"U.S. Helps Palestinians Build Force For Security"
A6, Friday 2/27/09,
By Ethan Bronner
It may seem minor, but Bronner citing “American taxpayer money” funding Palestinian forces is important. U.S. aid to Israel is often used by Israel’s detractors to claim that the US – and by extension everyday Americans – are complicit in whatever crimes they accuse Israel of committing.
Consistent with Times coverage is unqualified attribution to the Palestinians of lamenting the demise of the two-state solution. “Violence and settlement-building continue, and faith in the two-state solution is waning,” Bronner writes. Analysis of the Palestinian body politic reveals that outside of paying diplomatic lip service to the idea, Palestinian officialdom speaks neither explicitly or implicitly of desiring such a solution.

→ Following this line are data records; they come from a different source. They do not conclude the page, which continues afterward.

PR #3693, opened 2022-03-06
add calculator-style usage for zq

mccanne:
This commit changes the zq command parser to accept a single
argument that consists of a yield operator (or implied yield)
followed by optional pipelines operators so that the common
pattern of running 'echo null | zq "..." -' can be replaced simply
with 'zq "..."'.  e.g., zq '1+1' prints out 2.

### DIFF
--- a/cli/zq/command.go
+++ b/cli/zq/command.go
@@ -133,7 +133,7 @@ func (c *Command) Run(args []string) error {
 		// Prevent ParseSourcesAndInputs from treating args[0] as a path.
 		args = append(args, "-")
 	}
-	paths, flowgraph, err := c.queryFlags.ParseSourcesAndInputs(args)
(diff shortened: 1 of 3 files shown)


cli/zq/command.go
```diff
@@ -146,9 +146,14 @@ func (c *Command) Run(args []string) error {
 	}
 	zctx := zed.NewContext()
 	local := storage.NewLocalEngine()
-	readers, err := c.inputFlags.Open(ctx, zctx, local, paths, c.stopErr)
-	if err != nil {
-		return err
+	var readers []zio.Reader
+	if null {
+		readers = []zio.Reader{&singleNull{}}
```
nwt, line 151:
```suggestion
		readers = []zio.Reader{zbuf.NewArray([]zed.Value{*zed.Null})}
```

nwt (approved):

Furthermore, the line “violence and settlement building continue” obfuscates the reality that armed struggle against Israel is, and has been, the catalyst for both Israeli military responses (no doubt considered part of the “violence”) and for settlement building (in actuality the Olmert government has not built new settlements, and has actually dismantled several outposts).
Bronner reports that the “Israelis said that if they did not carry out their night raids on Hamas and Islamic Jihad activists in the West Bank, the area would be a lot less stable.” This is a good point and a necessary one. Unfortunately this sort of crackdown is a responsibility yet to be assumed by the PA and Bronner neglects to question what steps must be taken: more personnel, more fortitude, increased IDF-PA cooperation?
The issue of cooperation colors the rest of the article. “The need for consultation with the Israelis to move [PA General Safadi’s] men around frustrates him.”
First, it’s unclear if “move men around” refers to anywhere in the West Bank under PA jurisdiction, which is no small matter considering that the IDF, until a formal change of security control is shifted to the PA, still maintains control. The IDF must receive cooperation from the PA if they are to maintain law and order and combat terrorism. What may be a logical reason for this “need” is simply couched in the grumbles (politically motivated or not) by Safadi.
“We were willing to live together in one country. But the Jews want their own homeland,” Bronner quotes a reasonable sounding Safadi. We [the Palestinians] want to live together with the Jews, but they’re excluding us. It's a well-played propaganda point, which found an obliging reporter. Even when Palestinian officials are sounding their most moderate, defamation or subtly placed distortions of reality apparently can't be resisted.
On one hand it’s a positive to combat the myth that the US does not help the Palestinians. On the other hand it’s deeply disappointing that this article rests not only on the misplaced assumption that the PA is a good-faith negotiating partner, but on the absence of reporting how Hamas-Fatah unity (currently advocated by the U.S. and Europe) could undermine the West Bank’s “Palestinian force for security”.